Когда Никитин знакомил Евгения Викторовича со своим конструктивным решением, то не раз встречал на себе удивленно-восторженные, торжествующие взгляды скульптора.
Возведение монумента шло своим чередом, а Никитин снова углубился в строительные работы.
На закладку скульптурного ансамбля «Родина-мать» ему выехать не удалось. Последствия змеиного укуса вылились в серьезную болезнь, которая то отступала, то прогрессировала. Никитин все труднее передвигался, и врачи стали поговаривать об ампутации, которой сорок лет назад ему с таким трудом удалось избежать.
Но, несмотря на прогрессирующий недуг, ему пришлось увидеть монумент в полный рост. По руке статуи, удерживающей меч, вдруг пошли глубокие трещины. При сильном ветре меч раскачивался и угрожающе гудел.
Ветер, который конструктор так хорошо умел усмирять, здесь, на монументе, нанес ему удар. Оказалось, что проектанты не поинтересовались «розой ветров» на Мамаевом кургане, а Николай Васильевич, увлеченный непривычным делом, о привычном ветре не стал задумываться.

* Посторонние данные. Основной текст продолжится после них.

PR #3365, opened 2025-05-17
[improve] improve url validation for GotifyAlertNotifyHandlerImpl

Aias00:
[improve] improve url validation for GotifyAlertNotifyHandlerImpl


hertzbeat-alerter/src/main/java/org/apache/hertzbeat/alert/notice/impl/GotifyAlertNotifyHandlerImpl.java
```diff
@@ -104,4 +109,19 @@ public static class ClientDisplay {
...
+     * Validate the webhook URL against a whitelist of allowed base URLs.
+     *
+     * @param url the webhook URL to validate
+     * @return true if the URL is valid, false otherwise
+     */
+    private boolean isValidWebhookUrl(String url) {
+        // Define a whitelist of allowed base URLs
+        List<String> allowedBaseUrls = List.of(
+                "https://trusted-gotify-server.com",
+                "https://another-trusted-server.com"
```
tomsun28, line 123: Gotify is self-hosted server, can not valid url.

PR #3366, opened 2025-05-17
[improve] improve url validation for FlyBookAlertNotifyHandlerImpl

Aias00:
[improve] improve url validation for FlyBookAlertNotifyHandlerImpl


hertzbeat-alerter/src/main/java/org/apache/hertzbeat/alert/notice/impl/FlyBookAlertNotifyHandlerImpl.java
```diff
@@ -202,4 +210,14 @@ private String createLarkMessage(String userId, String notificationContent, byte
     public byte type() {
         return 6;
     }
+    
+    private boolean isValidBaseUrl(String baseUrl) {
+        // Ensure the base URL is a trusted, fixed URL
+        return baseUrl != null && baseUrl.startsWith("https://trusted-domain.com/");
+    }
```
tomsun28, line 217: flybook url is not trusted-domain, and else,there will be a deployment of private Feishu, and the URL domain name is not fixed.

PR #3371, opened 2025-05-17
[improve] improve url validation for MetricsDataController

Aias00:
[improve] improve url validation for MetricsDataController


hertzbeat-warehouse/src/main/java/org/apache/hertzbeat/warehouse/store/history/vm/VictoriaMetricsDataStorage.java
```diff
@@ -532,4 +537,9 @@ public static final class VictoriaMetricsContent {
          */
         private Long[] timestamps;
     }
+
+    private boolean isTrustedBaseUrl(String url) {
+        // Define a trusted base URL
+        return url.equals("http://trusted-victoriametrics-server.com");
```
tomsun28, line 543: Can not fix like this, victormetrics is self-hosted url.

Aias00: how about set up a properties for user

PR #3406, opened 2025-05-27
[feat] add __script__ support for SQL and PromQL expressions

bigcyy:
## What's changed?

#3397 
This PR introduces support for parsing and handling __script__("<script>") style expressions within periodic threshold rules. The motivation is to enhance flexibility by supporting SQL-style expressions in addition to existing PromQL expressions. The update includes:

- New lexical rule: __script__(...) syntax is now recognized by the lexer.
- New syntax rule: supports quoted string content for embedded SQL or PromQL.
- Backward compatibility: original PromQL queries without __script__ are still supported and prioritized as default.
- Update unit test.

## Checklist

- [X]  I have added the necessary unit tests and all cases have passed.

## Add or update API


tomsun28:
cc @MasamiYui hi  i found we have refact by this discussion https://github.com/apache/hertzbeat/discussions/3205, how about this current pr?

MasamiYui:
Hi, I think embedded queries are appropriate，but named script() here is maybe not suitable. scripts focus more on action choreography, and the implementation here is more like a query function that requires return values.
To support expressions like `select count(num) from table > 10` maybe import function named like sql_query() or sql()?

bigcyy:
> and if can support [#3205 (comment)](https://github.com/apache/hertzbeat/discussions/3205#discussioncomment-13295280) this, it would be better.

I will keep both, because even though `select` syntax is supported, due to differences in database dialects, we still need syntax like `sql("...")` for compatibility.

PR #3410, opened 2025-05-29
[feat] support sql("...") and promql("...") expressions including SQL condition parsing

bigcyy:
## What's changed?

#3205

4 октября 1967 года Николай Васильевич получил из Волгограда телеграмму, подписанную секретарем Волгоградского обкома КПСС: «Прошу Вас немедленно выехать».
12 октября Никитин прибыл в Волгоград, где уже работала группа по его аварийным чертежам. Внутри двадцатиметрового стального меча и в полости поднятой руки срочно натянули канаты.
На курган Никитин приехал в полдень. Ходил он к тому времени уже очень тяжело, и ему принесли жесткое кресло.
— Николай Васильевич, как же так, — спрашивал его Вучетич, — мы ведь об авариях не договаривались?
Никитин хмуро молчал, морщился то ли от досады, то ли от боли в ноге.
— А если снова меч загудит? Вы уедете, а он загудит!
— Тогда я сам залезу наверх и буду меч держать. Я эту статую рассчитывал на двести лет, а с канатами она все триста простоит. Отправляйте меня домой!